Chromatin immunoprecipitations were performed with cross-linked chromatin from 4 x 106 HeLa cells and either 10 µl of Acetyl-Histone H2B (Lys15) (D8H1) XP® Rabbit mAb, or 2 µl of Normal Rabbit IgG #2729, using SimpleChIP® Enzymatic Chromatin IP Kit (Magnetic Beads) #9003. The enriched DNA was quantified by real-time PCR using SimpleChIP® Human GAPDH Exon 1 Primers #5516, SimpleChIP® Human RPL30 Exon 3 Primers #7014, SimpleChIP® Human MyoD1 Exon 1 Primers #4490, and SimpleChIP® Human α Satellite Repeat Primers #4486. The amount of immunoprecipitated DNA in each sample is represented as signal relative to the total amount of input chromatin, which is equivalent to one.

使用SimpleChIP®Enzymatic Chromatin IP Kit (Magnetic Beads) #9003，用4 x 106 HeLa细胞的交联染色质以及10 µl Acetyl-Histone H2B (Lys15) (D8H1) XP® Rabbit mAb或2 µl Normal Rabbit IgG #2729进行染色质免疫沉淀实验。使用SimpleChIP® Human GAPDH Exon 1 Primers #5516、SimpleChIP® Human RPL30 Exon 3 Primers #7014、SimpleChIP® Human MyoD1 Exon 1 Primers #4490和SimpleChIP® Human α Satellite Repeat Primers #4486，浓缩的DNA通过real-time PCR定量。在每个样品中免疫沉淀DNA的数量被当做一个相对于1的总input chromatin的数量的信号。

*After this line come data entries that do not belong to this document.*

PR #556, opened 2024-12-06
feat!: separate search module

beawar:
- Remove search module from shell and create a separate module zextras/carbonio-search-ui.
- Add shell as fallback for translations. The order of languages should now be module/{lang}.json > module/en.json > shell/{lang}.json > shell/en.json
- Allow to set generic to useIntegratedFunction, useIntegratedComponent, getIntegratedFunction and getIntegratedComponent to better type the returned integration.

BREAKING CHANGE: remove all exports related to the search. Search functions and components must be used through the integrations exposed by the search module.
Refs: SHELL-260


src/store/i18n/store.ts
```diff
@@ -94,17 +95,26 @@ export const useI18nStore = create<I18nState & I18nActions>()((set) => ({
...
 							// for all options read: https://www.i18next.com/overview/configuration-options
 							.init({
 								...defaultI18nInitOptions,
 								lng: locale,
 								backend: {
-									loadPath:
-										app.name === SHELL_APP_ID
-											? `${BASE_PATH}/i18n/{{lng}}.json`
-											: `${dropRight(app.js_entrypoint.split('/')).join('/')}/i18n/{{lng}}.json`
+									backends: [HttpBackend, HttpBackend],
```
CataldoMazzilli, line 105: 2 times HttpBackend?

CataldoMazzilli (dismissed):

src/store/i18n/store.ts
beawar: Yes, the second one is the fallback which will use the second configuration of the backendOptions field

beawar: Yes, the second one is the fallback which will use the second configuration of the backendOptions field

rodleyorosa (dismissed):

CataldoMazzilli (dismissed):

rodleyorosa (dismissed):

CataldoMazzilli (dismissed):

CataldoMazzilli (approved):

rodleyorosa (approved):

Confocal immunofluorescent analysis of HeLa cells, untreated (left) or treated with TSA #9950 (right) using Acetyl-Histone H2B (Lys15) (D8H1) XP® Rabbit mAb (green). Actin filaments were labeled with DY-554 phalloidin (red). Blue pseudocolor = DRAQ5® #4084 (fluorescent DNA dye).

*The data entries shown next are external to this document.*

PR #560, opened 2024-12-18
feat: export theme augmentation

beawar:
Remove augmentation of styled-components in favor of the
carbonio-design-system one.
Export theme augmentation inside lib so that it is available to modules.

* chore: update thirdparties


beawar:
- [x] check if the ds augmentation is considered during the build of the lib
- [x] check if the ds augmentation can be included in the lib build, so that it is available for modules by installing shell dependency

CataldoMazzilli (approved):

lisaparma (approved):

rodleyorosa (approved):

使用Acetyl-Histone H2B (Lys15) (D8H1) XP® Rabbit mAb 兔单抗(绿色)标记，共聚焦免疫荧光分析HeLa细胞，细胞分为没处理 (左图)或 TSA处理 #9950 (右图)。DY-554 phalloidin标记微丝蛋白(红色)。蓝色= DRAQ5® #4084 (DNA荧光染料)。

Western blot analysis of extracts from HeLa and C2C12 cells, untreated (-) or treated (+) with Trichostatin A (TSA) #9950 (1 μM, 18 hr), using Acetyl-Histone H2B (Lys15) (D8H1) XP® Rabbit mAb (upper) and Histone H2B (V119) Antibody #8135 (lower).

使用Acetyl-Histone H2B (Lys15) (D8H1) XP® Rabbit mAb兔单抗 (上图)和Histone H2B (V119) Antibody #8135 (下图)，免疫印迹(Western blot)分析HeLa和C2C12细胞中Acetyl-Histone H2B (Lys15)蛋白水平细胞分为untreated (-)或treated (+) with Trichostatin A (TSA) #9950 (1 μM, 18 hr)。

Acetyl-Histone H2B (Lys15) (D8H1) XP® Rabbit mAb specificity was determined by peptide ELISA. The graph depicts the binding of the antibody to pre-coated acetyl-histone H2B (Lys15) peptide in the presence of increasing concentrations of various competitor peptides. As shown, only the acetyl-histone H2B (Lys15) peptide competed away binding of the antibody.

通过peptide ELISA确定Acetyl-Histone H2B (Lys15) (D8H1) XP® Rabbit mAb兔单抗的特异性。该图描述了抗体与提前包被的acetyl-histone H2B (Lys15) peptide的结合能力，并且多肽中含有浓度递增的不同竞争多肽。如同所示，仅acetyl-histone H2B (Lys15) peptide竞争脱离抗体的结合。